* What the task requires: Copy every record exactly.
===== Material supplied =====
PR #1347, opened 2026-04-16
removed some fault listeners in avatar multi thread factory

stefanfasano:


ihmc-avatar-interfaces/src/main/java/us/ihmc/avatar/wholeBodyHardwareControl/AvatarMultiThreadingFactory.java
```diff
@@ -658,23 +658,6 @@ private HighLevelHumanoidControllerFactory createHighLevelControllerFactory(DRCR
                                                                                controllerFactory,
                                                                                !highLevelControllerParameters.automaticallyTransitionToWalkingWhenReady()));
 
-         // Transition to DO_NOTHING in the event of a fault
-         hardwareCommunicationInterface.addFaultListener(change ->
```
stefanfasano, line 662: some of this was already duplicated in AlexROS2HardwareCommunication. I think it would be best for the robot-specific implementations of hardware communication interface to handle these fault conditions

PR #212, opened 2021-12-05
Fix dislike count increasing in Firefox.

surrealegg:
likeClicked() suppose to decrease the dislike count by 1 if the previous state is "disliked", but the function is empty on Firefox.


Anarios (approved):

Anarios:
thank you

PR #222, opened 2021-12-06
✅ Fix small Typo

Grif-Real:
Fixed a typo. Browser extension and an API that **show** you dislikes on youtube ---> Browser extension and an API that **shows** you dislikes on youtube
=====
* Answer box:
PR #1347, opened 2026-04-16
removed some fault listeners in avatar multi thread factory

stefanfasano:


ihmc-avatar-interfaces/src/main/java/us/ihmc/avatar/wholeBodyHardwareControl/AvatarMultiThreadingFactory.java
```diff
@@ -658,23 +658,6 @@ private HighLevelHumanoidControllerFactory createHighLevelControllerFactory(DRCR
                                                                                controllerFactory,
                                                                                !highLevelControllerParameters.automaticallyTransitionToWalkingWhenReady()));
 
-         // Transition to DO_NOTHING in the event of a fault
-         hardwareCommunicationInterface.addFaultListener(change ->
```
stefanfasano, line 662: some of this was already duplicated in AlexROS2HardwareCommunication. I think it would be best for the robot-specific implementations of hardware communication interface to handle these fault conditions

PR #212, opened 2021-12-05
Fix dislike count increasing in Firefox.

surrealegg:
likeClicked() suppose to decrease the dislike count by 1 if the previous state is "disliked", but the function is empty on Firefox.


Anarios (approved):

Anarios:
thank you

PR #222, opened 2021-12-06
✅ Fix small Typo

Grif-Real:
Fixed a typo. Browser extension and an API that **show** you dislikes on youtube ---> Browser extension and an API that **shows** you dislikes on youtube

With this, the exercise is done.